Assignment:
Write down exactly the lines from the one with "minutes between each." to the end of the data, first and last included, and no others.

Saved entries:
──────────
PR #86, opened 2019-12-20
Awood/retry collect

awood:


src/main/java/org/candlepin/subscriptions/ApplicationConfiguration.java
```diff
@@ -141,4 +146,19 @@ public void addResourceHandlers(ResourceHandlerRegistry registry) {
...
     }
 
+
+    @Bean(name = "collectorRetryTemplate")
+    public RetryTemplate retryTemplate() {
+        SimpleRetryPolicy retryPolicy = new SimpleRetryPolicy();
+        retryPolicy.setMaxAttempts(4);
+
+        FixedBackOffPolicy backOffPolicy = new FixedBackOffPolicy();
+        backOffPolicy.setBackOffPeriod(2000L);
```
mstead: Do you think it is worth making this configurable? I'm undecided.

mstead:
Overall, this seems fine to me and looks like it does what we talked about.

src/main/java/org/candlepin/subscriptions/ApplicationConfiguration.java
kahowell: Meh, for now. Can revisit later.

mstead: Ya, that's the camp I'm in as well. Figured I'd ask for other's opinions.

mstead:
> I dig this a lot as if some accounts fail to collect, we'll log it and move on, so then we have partial success and can investigate/work on those that fail.

:+1:

PR #145, opened 2020-06-05
Retry SonarQube quality gate check a few times

kahowell:
This should ensure that even if the webhook isn't functioning correctly,
we can still get a relatively timely finish of the pipeline.

This changes the max time to 20 minutes, with up to 4 checks with 5
minutes between each.

Note that currently we've been seeing occasional issues where the
webhook is delivered to Jenkins successfully (verified via Jenkins
logs), and yet the related job is not notified/updated.


kahowell:
Note: you can see [here](https://rhsm-jenkins.rhev-ci-vms.eng.rdu2.redhat.com/blue/organizations/jenkins/subscriptions/detail/PR-145/2/pipeline/) that the last step timed out on the initial quality gate check, and then succeeded with a retry.

@awood @mstead this should finally address our PR check instability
──────────
Response below:
minutes between each.

Note that currently we've been seeing occasional issues where the
webhook is delivered to Jenkins successfully (verified via Jenkins
logs), and yet the related job is not notified/updated.


kahowell:
Note: you can see [here](https://rhsm-jenkins.rhev-ci-vms.eng.rdu2.redhat.com/blue/organizations/jenkins/subscriptions/detail/PR-145/2/pipeline/) that the last step timed out on the initial quality gate check, and then succeeded with a retry.

@awood @mstead this should finally address our PR check instability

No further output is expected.